CartPoleTrackingCost gymnasium environment

An unactuated joint attaches a pole to a cart, which moves along a frictionless track. This environment is a modified version of the CartPole-v1 found in the Gymnasium package, with several key alterations:

The action space is continuous, contrasting with the original discrete setting.
Offers an optional feature to confine actions within the defined action space, preventing the agent from exceeding set boundaries when activated.
The reward function is replaced with a (positive definite) cost function (negated reward), in line with Lyapunov stability theory. This cost is the difference between a state variable and a reference value (error).
Maximum cart force is increased from 10 to 20.
Episode length is reduced from 500 to 250.
A termination cost of c=100 is introduced for early episode termination, to promote cost minimization.
The terminal angle limit is expanded from the original 12 degrees to 20 degrees, enhancing recovery potential.
The terminal position limit is extended from 2.4 meters to 10 meters, broadening the recovery range.
Velocity limits are adjusted from ±∞ to ±50, accelerating training.
Angular velocity termination threshold is lowered from ±∞ to ±50, likely for improved training efficiency.
Random initial state range is modified from [-0.05, 0.05] to [-5, 5] for the cart position and [-0.2, 0.2] for all other states, allowing for expanded exploration.

Additional modifications in our implementation:

Unlike the original environment’s fixed cost threshold of 100, this version allows users to adjust the maximum cost threshold improving training adaptability.
An extra termination criterion for cumulative costs over 100 is added to hasten training.
The gravity constant is adjusted back from 10 to the real-world value of 9.8, aligning it closer with the original CartPole environment.
The stabilization objective is replaced with a reference tracking task for enhanced control.
Two additional observations are introduced, facilitating reference tracking.
The info dictionary now provides extra information about the reference to be tracked.
The data types for action and observation spaces are set to np.float64, diverging from the np.float32 used by Han et al. 2020. This aligns the Gymnasium implementation with the original CartPole environment.

These modifications were first described in Han et al. 2020 and further adapted in our version for enhanced training and exploration.

Observation space

By default, the environment returns the following observation:

\(x\) - Cart Position.
\(x_{dot}\) - Cart Velocity.
\(w\) - Pole angle.
\(w_{dot}\) - Pole angle velocity.
\(x_{ref}\) - The cart position reference.
\(x_{ref\_error}\) - The reference tracking error.

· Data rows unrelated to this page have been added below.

PR #973, opened 2019-09-24
Speed up big-int parsing

SergeS:
Resolves speed bottleneck when there are a lot of bigint data coming from SQL server.

It tries to parse it into Number, and only if it will overflow MAX_SAFE_INTEGER it goes to string parsing

### DIFF
--- a/src/token/stream-parser.js
+++ b/src/token/stream-parser.js
@@ -1,4 +1,5 @@
 const Transform = require('readable-stream').Transform;
+const convertLEBytesToString = require('../tracking-buffer/bigint').convertLEBytesToString;
 const TYPE = require('./token').TYPE;
 
 const tokenParsers = {};
@@ -18,6 +19,9 @@ tokenParsers[TYPE.RETURNVALUE] = require('./returnvalue-token-parser');
 tokenParsers[TYPE.ROW] = require('./row-token-parser');
 tokenParsers[TYPE.NBCROW] = require('./nbcrow-token-parser');
 tokenParsers[TYPE.SSPI] = require('./sspi-token-parser');
+
+const pow2_32 = Math.pow(2, 32);
+const maxInt64HiVal = Math.pow(2, Math.floor(Math.log2(Number.MAX_SAFE_INTEGER)) - 32);
 
 module.exports = class Parser extends Transform {
   constructor(debug, colMetadata, options) {
@@ -62,6 +66,24 @@ module.exports = class Parser extends Transform {
     }
 
     done();
+  }
+
+  _convertUInt64(hiBits, lowBits) {
+    if (hiBits > maxInt64HiVal) {
+      return convertLEBytesToString(this.buffer.slice(this.position, this.position + 8));
+    }
+
+    return hiBits * pow2_32 + lowBits;
+  }
+
+  _convertInt64(hiBits, lowBits) {
+    const hiVal = hiBits & ~0x80000000;
+    if (hiVal > maxInt64HiVal) {
+      return convertLEBytesToString(this.buffer.slice(this.position, this.position + 8));
+    }
+    const isNegative = hiBits & 0x80000000 ? -1 : 1;
+
+    return (hiVal * pow2_32 + lowBits) * isNegative;
   }
 
   parseTokens() {
@@ -186,7 +208,7 @@ module.exports = class Parser extends Transform {
 
   readInt64LE(callback) {
     this.awaitData(8, () => {
-      const data = Math.pow(2, 32) * this.buffer.readInt32LE(this.position + 4) + ((this.buffer[this.position + 4] & 0x80) === 0x80 ? 1 : -1) * this.buffer.readUInt32LE(this.position);
+      const data = this._convertInt64(this.buffer.readUInt32LE(this.position + 4), this.buffer.readUInt32LE(this.position));
       this.position += 8;
       callback(data);
     });
@@ -194,7 +216,7 @@ module.exports = class Parser extends Transform {
 
   readInt64BE(callback) {
     this.awaitData(8, () => {
-      const data = Math.pow(2, 32) * this.buffer.readInt32BE(this.position) + ((this.buffer[this.position] & 0x80) === 0x80 ? 1 : -1) * this.buffer.readUInt32BE(this.position + 4);
+      const data = this._convertInt64(this.buffer.readUInt32BE(this.position), this.buffer.readUInt32BE(this.position + 4));
       this.position += 8;
       callback(data);
     });
@@ -202,7 +224,7 @@ module.exports = class Parser extends Transform {
 
   readUInt64LE(callback) {
     this.awaitData(8, () => {
-      const data = Math.pow(2, 32) * this.buffer.readUInt32LE(this.position + 4) + this.buffer.readUInt32LE(this.position);
+      const data = this._convertUInt64(this.buffer.readUInt32LE(this.position + 4), this.buffer.readUInt32LE(this.position));
       this.position += 8;
       callback(data);
     });
@@ -210,7 +232,7 @@ module.exports = class Parser extends Transform {
 
   readUInt64BE(callback) {
     this.awaitData(8, () => {
-      const data = Math.pow(2, 32) * this.buffer.readUInt32BE(this.position) + this.buffer.readUInt32BE(this.position + 4);
+      const data = this._convertUInt64(this.buffer.readUInt32BE(this.position), this.buffer.readUInt32BE(this.position + 4));
       this.position += 8;
       callback(data);
     });
--- a/src/value-parser.js
+++ b/src/value-parser.js
@@ -6,7 +6,6 @@ const guidParser = require('./guid-parser');
 const readPrecision = require('./metadata-parser').readPrecision;
 const readScale = require('./metadata-parser').readScale;
 const readCollation = require('./metadata-parser').readCollation;
-const convertLEBytesToString = require('./tracking-buffer/bigint').convertLEBytesToString;
 
 const NULL = (1 << 16) - 1;
 const MAX = (1 << 16) - 1;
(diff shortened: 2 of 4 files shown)


src/token/stream-parser.js
```diff
@@ -19,6 +20,9 @@ tokenParsers[TYPE.ROW] = require('./row-token-parser');
 tokenParsers[TYPE.NBCROW] = require('./nbcrow-token-parser');
 tokenParsers[TYPE.SSPI] = require('./sspi-token-parser');
 
+const pow2_32 = Math.pow(2, 32);
+const maxInt64HiVal = Math.pow(2, Math.floor(Math.log2(Number.MAX_SAFE_INTEGER)) - 32);
```
MichaelSun90: Hi @SergeS, Thanks for making this change. Just wondering, for this line, are you trying to extract the high bits for the MAX_SAFE_INTEGER, so you can use it later to compare with the inputs's high bits value? Is this the case, or I misunderstood your purpose for this?

SergeS: Yes, exactly, it is used to check high 32 bits of int64 later and depending on result either parse as number or as string

arthurschreiber:
@SergeS I have a set of changes that moves all custom `bigint` parsing to `jsbi` here:

https://github.com/tediousjs/tedious/compare/arthur/jsbi

I think we should introduce a new config option that would stop the conversion to `string`s for bigint and just return JSBI instances instead. What do you think?

SergeS:
Hi, that is good option. But in my case it may not work, as I need to fetch number from DB and send out in json, focused on speed. I will test it

arthurschreiber:
`JSBI` should mostly match the "native" `BigInt`s that are available in newer V8 versions, and I think that the `toString` method of `JSBI` objects should be equally fast, and definately faster than our custom string conversion code.

I can try and create a benchmark for us to use and compare. 👍

arthurschreiber:
Here's a very basic benchmark:

```js
var WritableTrackingBuffer = require('../../lib/tracking-buffer/writable-tracking-buffer');
var convertLEBytesToString = require('../../lib/tracking-buffer/bigint').convertLEBytesToString;

var JSBI = require('jsbi');

const jsbi32n = JSBI.BigInt(32);

const pow2_32 = Math.pow(2, 32);
const maxInt64HiVal = Math.pow(2, Math.floor(Math.log2(Number.MAX_SAFE_INTEGER)) - 32);

function convertInt64(buffer) {
  const hiBits = buffer.readUInt32LE(4);
  const lowBits = buffer.readUInt32LE(0);

  const hiVal = hiBits & ~0x80000000;
  if (hiVal > maxInt64HiVal) {
    return convertLEBytesToString(buffer.slice(0, 8));
  }
  const isNegative = hiBits & 0x80000000 ? -1 : 1;

  return (hiVal * pow2_32 + lowBits) * isNegative;
}

function convertLEBytesToStringWithJSBI(buffer) {
  return JSBI.add(
    JSBI.leftShift(
      JSBI.BigInt(
        buffer[4] +
        buffer[5] * 2 ** 8 +
        buffer[6] * 2 ** 16 +
        (buffer[7] << 24) // Overflow
      ),
      jsbi32n
    ),
    JSBI.BigInt(buffer.readUInt32LE(0))
  ).toString();
}

function convertLEBytesToJSBI(buffer) {
  return JSBI.add(
    JSBI.leftShift(
      JSBI.BigInt(
        buffer[4] +
        buffer[5] * 2 ** 8 +
        buffer[6] * 2 ** 16 +
        (buffer[7] << 24) // Overflow
      ),
      jsbi32n
    ),
    JSBI.BigInt(buffer.readUInt32LE(0))
  );
}

function convertLEBytesToBigInt(buffer) {
  return buffer.readBigInt64LE(0);
}

function convertLEBytesToNumber(buffer) {
  return Math.pow(2, 32) * buffer.readInt32LE(4) + ((buffer[4] & 0x80) === 0x80 ? 1 : -1) * buffer.readUInt32LE(0);
}

var Benchmark = require('benchmark');

var buffer = new WritableTrackingBuffer(50);
buffer.writeUInt64LE(Number.MAX_SAFE_INTEGER);

var data = buffer.data;

console.log(convertInt64(data));
console.log(convertLEBytesToString(data));
console.log(convertLEBytesToStringWithJSBI(data));
console.log(convertLEBytesToJSBI(data));
console.log(convertLEBytesToNumber(data));
console.log(convertLEBytesToBigInt(data));

var suite = new Benchmark.Suite();
suite.add('convertLEBytesToString', function() {
  convertLEBytesToString(data);
});
suite.add('JSBI toString()', function() {
  convertLEBytesToStringWithJSBI(data);
});
suite.add('convertInt64', function() {
  convertInt64(data);
});
suite.add('JSBI', function() {
  convertLEBytesToJSBI(data);
});
suite.add('Number', function() {
  convertLEBytesToNumber(data);
});
suite.add('BigInt', function() {
  convertLEBytesToBigInt(data);
});
suite.on('cycle', function(event) {
  console.log(String(event.target));
});
suite.on('complete', function() {
  console.log('Fastest is ' + this.filter('fastest').map('name'));
});
suite.run();
```

And the result when running on my machine:

```
convertLEBytesToString x 645,822 ops/sec ±0.52% (94 runs sampled)
JSBI toString() x 1,460,602 ops/sec ±0.68% (86 runs sampled)
convertInt64 x 183,980,877 ops/sec ±0.52% (93 runs sampled)
JSBI x 11,764,772 ops/sec ±0.55% (93 runs sampled)
Number x 855,808,788 ops/sec ±0.94% (90 runs sampled)
BigInt x 6,870,208 ops/sec ±0.39% (93 runs sampled)
```

Based on this, by far the fastest implementation is just using  plain old `Number`s. Unfortunately, not all `bigint`s can be represented with `Number`, so that's not really a feasible solution.

Next comes the implementation @SergeS suggested, which uses `Number`s for values below `Number.MAX_SAFE_INTEGER`, and switches to strings for values that can not be represented with a `Number`. The benchmark did not test values bigger than `Number.MAX_SAFE_INTEGER`, I'd assume this would perform a lot worse once values would be returned as strings.

Next come `JSBI` and native `BigInt`, with `JSBI` actually being faster than native `BigInt`s 🤷‍♂ - the perf difference might actually be due to something in the `Buffer.readBigInt64LE` method being slower.

And at the very end, we have the implementations that return strings for large values, with the implementation based on `JSBI` being at least twice as fast compared to the one currently shipping with `tedious`.

arthurschreiber:
@SergeS What are your speed requirements here? Would be moving to string serialization via `JSBI` as a first step, with an option to return `JSBI` options directly as a second step be good enough?

The option that automatically switch between `number` or `string` based on the value seems to have best performance, but it's also confusing from an API perspective, as consumers would always have to check whether data was returned as number or string, and be ready to handle both these data types.

My favorite option would be to just return JSBI values for bigint types in the future, and have the user perform whatever conversion they need on their own.

SergeS:
Hi, yes, I'm aware about this drawback ... We actually use jsbi on front-end then, and it is able to catch it. Maybe we can introduce an option if we prefer speed or consistency? What is your opinion on this. Anyway we are working around with real time data. So any delay is bad for me.

arthurschreiber:
I did some additional benchmarking, this time less focused on the raw parsing performance and instead using a full "real-world" example, involving querying an actual server.

Here's the benchmarking code (I'll open a PR to add it to the repo):

```js
var tedious = require('../../lib/tedious');
var Request = tedious.Request;
var TYPES = tedious.TYPES;
var async = require('async');

var common = require('../common');

var connection;
common.createBenchmark({
  name: 'Many bigint rows',
  profileIterations: 10,

  setup: function(cb) {
    common.createConnection(function(_connection) {
      connection = _connection;

      var request = new Request('CREATE TABLE #benchmark ([number] bigint)', function(err) {
        if (err) return cb(err);

        async.timesSeries(10000, function(n, next) {
          var request = new Request('INSERT INTO #benchmark ([number]) VALUES (@number)', next);

          request.addParameter('number', TYPES.BigInt, Number.MAX_SAFE_INTEGER - n);

          connection.execSql(request);
        }, cb);
      });

      connection.execSqlBatch(request);
    });
  },

  exec: function(cb) {
    var request = new Request('SELECT * FROM #benchmark', cb);
    connection.execSql(request);
  },

  teardown: function(cb) {
    var request = new Request('DROP TABLE #benchmark', function(err) {
      if (err) {
        return cb(err);
      }

      connection.close();
    });
    connection.execSqlBatch(request);
  }
});
```

This essentially creates a table with a single `bigint` column and fills it with 10000 rows. I ran this benchmark against different implementations again:

---

Current `master`:

```
Many bigint rows x 43.16 ops/sec ±0.64% (68 runs sampled)
Memory: 45.21875 MiB
```

---

`SergeS/master` (return`number` / `string`, depending on the integer value)

```
Many bigint rows x 169 ops/sec ±2.51% (77 runs sampled)
Memory: 47.015625 MiB
```

---

`arthur/jsbi` (return `string` from `JSBI`)

```
Many bigint rows x 70.79 ops/sec ±7.72% (83 runs sampled)
Memory: 43.64453125 MiB
```

---

`arthur/jsbi` (modified to always return `JSBI`)

```
Many result rows x 144 ops/sec ±1.44% (82 runs sampled)
Memory: 42.38671875 MiB
```

arthurschreiber:
@SergeS so, here's what I plan to do, and would love to get your feedback on this:

* Bring `arthur/jsbi` into a mergeable state - this will remove a bunch of our custom bigint code and already provide a small performance boost without changing any user-noticeable behavior.
* Switch `bigint` result type from `string` to `JSBI`.
* Add an option to provide custom parsing functions for different data-types. This would allow you to provide your own parsing code that then would get passed in a `Buffer`, and would return whatever fits your application best.

This way, you could easily implement special result handling like the mixed `number` / `string` handling in whatever way fits your application best. 🤔

SergeS:
I think option to add manual parsing fits my needs :-)

... yet I ended up working on even faster C++ message parser within tedious

arthurschreiber:
> ... yet I ended up working on even faster C++ message parser within tedious

That sounds interesting! Looking forward to see this in action! 👍

MichaelSun90:
Hi @arthurschreiber, I think it is safe to close this PR since the JSBI change is merged.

The last two variables can be excluded from the observation space by setting the exclude_reference_from_observation and exclude_reference_error_from_observation environment arguments to True. Please note that the environment needs the reference or the reference error to be included in the observation space when the reference signal is not constant to function correctly. If both are excluded, the environment will raise an error.

Action space

u1: The x-force applied on the cart.

Episode Termination

An episode is terminated when:

Pole Angle is more than 60 degrees.
Cart Position is more than 10 m (center of the cart reaches the edge of the display).
Episode length is greater than 200.
The cost is greater than a set threshold (100 by default). This threshold can be changed using the max_cost environment argument.

Environment goals

The goal is similar to the original CartPole-v1 environment. The pendulum starts upright, and the goal is to prevent it from falling over by increasing and reducing the cart’s control force. This version adds a secondary goal, which is to track a cart position reference signal.

Cost function

The cost function of this environment is designed in such a way that it tries to minimize the error between the current cart position and a set reference position. Additionally, it also includes a penalty for the pole angle:

\[ cost = (x - x_{ref})^2 + (\theta / \theta_{threshold})^2 \]

The cost is between 0 and a set threshold value in both tasks, and the maximum cost is used when the episode is terminated.

Environment step return

In addition to the observations, the cost and a termination and truncation boolean, the environment also returns an info dictionary:

[observation, cost, termination, truncation, info_dict]

The info dictionary contains the following keys:

reference: The set cart position reference.
state_of_interest: The state that should track the reference (SOI).
reference_error: The error between SOI and the reference.

How to use

This environment is part of the Stable Gym package. It is therefore registered as the stable_gym:CartPoleTrackingCost-v1 gymnasium environment when you import the Stable Gym package. If you want to use the environment in stand-alone mode, you can register it yourself.

Warning

This environment is new and has not been thoroughly tested. As a result it may contain bugs and the cost function might be updated in the future.